**** RAW DATA ****

Issue #2902, opened 2026-07-01
Silent message swallowing: channel-accepted messages that fail to reach the agent are never reported back to the user


allixsenos:
## Summary

When a message is successfully received on a channel (e.g. Telegram) but the host then fails to spawn/wake the agent container, the failure is only written to `logs/nanoclaw.error.log`. Nothing is ever sent back to the user. From the user's side the message is simply swallowed — they see their message delivered (double check-mark) and then silence, with no indication anything went wrong.

This makes broken installs look like they're "just not responding," and is very hard to diagnose without shell access to the host logs.

## Repro

1. Have a working channel pairing (Telegram) so inbound messages route and a session is created.
2. Make the OneCLI gateway unreachable (stop the stack, or a bind-host/URL mismatch — see companion issue about the broken default setup).
3. Send a message.

**Observed:** message routes, session is created, and every wake attempt fails. The host retries silently via host-sweep every 60s forever. The user gets no reply and no error.

Actual log (repeats every 60s, never surfaced to the user):

```
WARN wakeContainer failed — host-sweep will retry sessionId="sess-..." err={ type: "OneCLIError", message: "fetch failed", ...
    at AgentsClient.ensureAgent (@onecli-sh/sdk/lib/index.mjs:265:7)
    at buildContainerArgs (dist/container-runner.js:396:9)
    at spawnContainer (dist/container-runner.js:113:18)
    at deliverToAgent (dist/router.js:379:26)
    at routeInbound (dist/router.js:207:13)
```

## Expected

If a message was accepted on a channel but the agent cannot be reached/spawned, the failure should be reported back to the originating user on that channel — at minimum a generic "something went wrong, your message couldn't be processed" notice, ideally rate-limited so a persistent outage doesn't spam on every retry (e.g. notify once per session per outage, not once per 60s sweep).

## Notes / suggested touch points

- Spawn failures surface in `spawnContainer` / `deliverToAgent` (`src/router.ts` ~207/379) and in the host-sweep retry path (`src/host-sweep.ts` `sweepSession`). Both currently only log.
- A user-facing error path could reuse the existing delivery adapter for that messaging group.
- Distinguish transient (retry silently for a short window) vs. persistent (notify the user) so normal cold-start latency doesn't produce noise.

Encountered on a real install where the agent silently never replied; root cause was an unreachable OneCLI gateway. The pipeline worked right up to container spawn, so pairing "looked" successful but no message ever got a response and there was zero user-visible signal.

PR #2966, opened 2026-07-06
fix(agent-runner): log when an errored batch is acked completed

glifocat:
## Type of Change

## Description

Reworked after review feedback: the status-semantics change is gone. This is now a single log line.

**What this does.** When a provider error is thrown inside a consumed batch, the poll loop now logs that the batch will be acked completed with no redelivery. Nothing else changes.

**Why.** Today the log shows "Query error" followed by "Completed N message(s)", which reads like a clean run. The user gets an error chat message, but an operator grepping the container log sees success. One line makes the errored ack visible. The wider user-notification gap is #2902.

**Why the earlier status change is gone.** Review asked for minimal, and there is an independent reason it was risky: recurrence fan-out gates on `status='completed'` (`src/modules/scheduling/recurrence.ts`), so flipping errored batches to failed would silently stop recurring tasks. If truthful ack statuses are ever needed, that belongs in its own discussion.

**How I verified it.** Verified against main at 14f528c8. Container suite (bun): 116/116 passed. `tsc --noEmit` clean. Prettier clean on the changed file. Diff is +5 lines (a comment plus one log call).


gavrielc (changes requested):
Don't think this amount of code and complexity is for a non functional fix is aligned with the minimal philosophy and approach of the project. Seems like a one line log is more suited

glifocat:
Fair call. Reworked: the status change is gone. The branch is now one log line in the error path, rebased onto current main.

One thing I found building the earlier version, worth writing down here: flipping errored batches to failed would silently stop recurring tasks, because recurrence fan-out gates on `status='completed'` (`src/modules/scheduling/recurrence.ts`). So minimal is also the safe call. If truthful ack statuses are ever needed (#2902 may want them), that can be its own discussion.

gavrielc (approved):
@glifocat Great, thanks!

PR #2972, opened 2026-07-07
Wizard UX + add-slack Socket Mode fixes

Koshkoshinsk:
- `77a19a0` restore bot-event subscription in add-slack Socket Mode path
- `1a3c3ea` wizard UX: pairing card, either/or selects, quiet bounces
- `405643f` follow-up: step children silence logger info, force clack colors
- `ee1d277` async hostExec (spawn) so step spinners animate during skill steps
- `cf3ca4d` hostExec tees each command's output to a per-skill raw log under logs/setup-steps/


gavrielc (approved):
Great!

PR #2973, opened 2026-07-07
fix(supply-chain): activate the minimumReleaseAge gate (hoist out of `pnpm:` key)

sturdy4days:
## Type of Change

## Description

**What:** Moves `minimumReleaseAge: 4320` in `pnpm-workspace.yaml` from under a `pnpm:` key to the top level.

**Why:** pnpm reads a `pnpm:` config block only from `package.json`. In `pnpm-workspace.yaml` the setting must be declared at the top level; nested under a `pnpm:` key it is silently ignored, so the declared 3-day supply-chain release-age gate has been a no-op since it was added. New package versions were resolvable the moment they were published, with none of the intended soak time.

**How tested:** with pnpm 10.33.0, on this repo's workspace:

```
# nested under `pnpm:` (current main)
$ pnpm config get minimumReleaseAge
undefined

# top level (this PR)
$ pnpm config get minimumReleaseAge
4320
```

No behavior change beyond making the already-declared gate effective.

Distinct from #2749, which gates *agent-requested* npm installs at runtime; this restores the *build-time* dependency-resolution gate that the workspace already intends to enforce.


sturdy4days:
@gavrielc @gabi-simons — when you have a chance, could one of you review this focused supply-chain configuration fix? The branch is mergeable and CI is green.

glifocat (approved):
LGTM!  Thanks for your contribution :)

****

Would you restate every record word for word?

Issue #2902, opened 2026-07-01
Silent message swallowing: channel-accepted messages that fail to reach the agent are never reported back to the user


allixsenos:
## Summary

When a message is successfully received on a channel (e.g. Telegram) but the host then fails to spawn/wake the agent container, the failure is only written to `logs/nanoclaw.error.log`. Nothing is ever sent back to the user. From the user's side the message is simply swallowed — they see their message delivered (double check-mark) and then silence, with no indication anything went wrong.

This makes broken installs look like they're "just not responding," and is very hard to diagnose without shell access to the host logs.

## Repro

1. Have a working channel pairing (Telegram) so inbound messages route and a session is created.
2. Make the OneCLI gateway unreachable (stop the stack, or a bind-host/URL mismatch — see companion issue about the broken default setup).
3. Send a message.

**Observed:** message routes, session is created, and every wake attempt fails. The host retries silently via host-sweep every 60s forever. The user gets no reply and no error.

Actual log (repeats every 60s, never surfaced to the user):

```
WARN wakeContainer failed — host-sweep will retry sessionId="sess-..." err={ type: "OneCLIError", message: "fetch failed", ...
    at AgentsClient.ensureAgent (@onecli-sh/sdk/lib/index.mjs:265:7)
    at buildContainerArgs (dist/container-runner.js:396:9)
    at spawnContainer (dist/container-runner.js:113:18)
    at deliverToAgent (dist/router.js:379:26)
    at routeInbound (dist/router.js:207:13)
```

## Expected

If a message was accepted on a channel but the agent cannot be reached/spawned, the failure should be reported back to the originating user on that channel — at minimum a generic "something went wrong, your message couldn't be processed" notice, ideally rate-limited so a persistent outage doesn't spam on every retry (e.g. notify once per session per outage, not once per 60s sweep).

## Notes / suggested touch points

- Spawn failures surface in `spawnContainer` / `deliverToAgent` (`src/router.ts` ~207/379) and in the host-sweep retry path (`src/host-sweep.ts` `sweepSession`). Both currently only log.
- A user-facing error path could reuse the existing delivery adapter for that messaging group.
- Distinguish transient (retry silently for a short window) vs. persistent (notify the user) so normal cold-start latency doesn't produce noise.

Encountered on a real install where the agent silently never replied; root cause was an unreachable OneCLI gateway. The pipeline worked right up to container spawn, so pairing "looked" successful but no message ever got a response and there was zero user-visible signal.

PR #2966, opened 2026-07-06
fix(agent-runner): log when an errored batch is acked completed

glifocat:
## Type of Change

## Description

Reworked after review feedback: the status-semantics change is gone. This is now a single log line.

**What this does.** When a provider error is thrown inside a consumed batch, the poll loop now logs that the batch will be acked completed with no redelivery. Nothing else changes.

**Why.** Today the log shows "Query error" followed by "Completed N message(s)", which reads like a clean run. The user gets an error chat message, but an operator grepping the container log sees success. One line makes the errored ack visible. The wider user-notification gap is #2902.

**Why the earlier status change is gone.** Review asked for minimal, and there is an independent reason it was risky: recurrence fan-out gates on `status='completed'` (`src/modules/scheduling/recurrence.ts`), so flipping errored batches to failed would silently stop recurring tasks. If truthful ack statuses are ever needed, that belongs in its own discussion.

**How I verified it.** Verified against main at 14f528c8. Container suite (bun): 116/116 passed. `tsc --noEmit` clean. Prettier clean on the changed file. Diff is +5 lines (a comment plus one log call).


gavrielc (changes requested):
Don't think this amount of code and complexity is for a non functional fix is aligned with the minimal philosophy and approach of the project. Seems like a one line log is more suited

glifocat:
Fair call. Reworked: the status change is gone. The branch is now one log line in the error path, rebased onto current main.

One thing I found building the earlier version, worth writing down here: flipping errored batches to failed would silently stop recurring tasks, because recurrence fan-out gates on `status='completed'` (`src/modules/scheduling/recurrence.ts`). So minimal is also the safe call. If truthful ack statuses are ever needed (#2902 may want them), that can be its own discussion.

gavrielc (approved):
@glifocat Great, thanks!

PR #2972, opened 2026-07-07
Wizard UX + add-slack Socket Mode fixes

Koshkoshinsk:
- `77a19a0` restore bot-event subscription in add-slack Socket Mode path
- `1a3c3ea` wizard UX: pairing card, either/or selects, quiet bounces
- `405643f` follow-up: step children silence logger info, force clack colors
- `ee1d277` async hostExec (spawn) so step spinners animate during skill steps
- `cf3ca4d` hostExec tees each command's output to a per-skill raw log under logs/setup-steps/


gavrielc (approved):
Great!

PR #2973, opened 2026-07-07
fix(supply-chain): activate the minimumReleaseAge gate (hoist out of `pnpm:` key)

sturdy4days:
## Type of Change

## Description

**What:** Moves `minimumReleaseAge: 4320` in `pnpm-workspace.yaml` from under a `pnpm:` key to the top level.

**Why:** pnpm reads a `pnpm:` config block only from `package.json`. In `pnpm-workspace.yaml` the setting must be declared at the top level; nested under a `pnpm:` key it is silently ignored, so the declared 3-day supply-chain release-age gate has been a no-op since it was added. New package versions were resolvable the moment they were published, with none of the intended soak time.

**How tested:** with pnpm 10.33.0, on this repo's workspace:

```
# nested under `pnpm:` (current main)
$ pnpm config get minimumReleaseAge
undefined

# top level (this PR)
$ pnpm config get minimumReleaseAge
4320
```

No behavior change beyond making the already-declared gate effective.

Distinct from #2749, which gates *agent-requested* npm installs at runtime; this restores the *build-time* dependency-resolution gate that the workspace already intends to enforce.


sturdy4days:
@gavrielc @gabi-simons — when you have a chance, could one of you review this focused supply-chain configuration fix? The branch is mergeable and CI is green.

glifocat (approved):
LGTM!  Thanks for your contribution :)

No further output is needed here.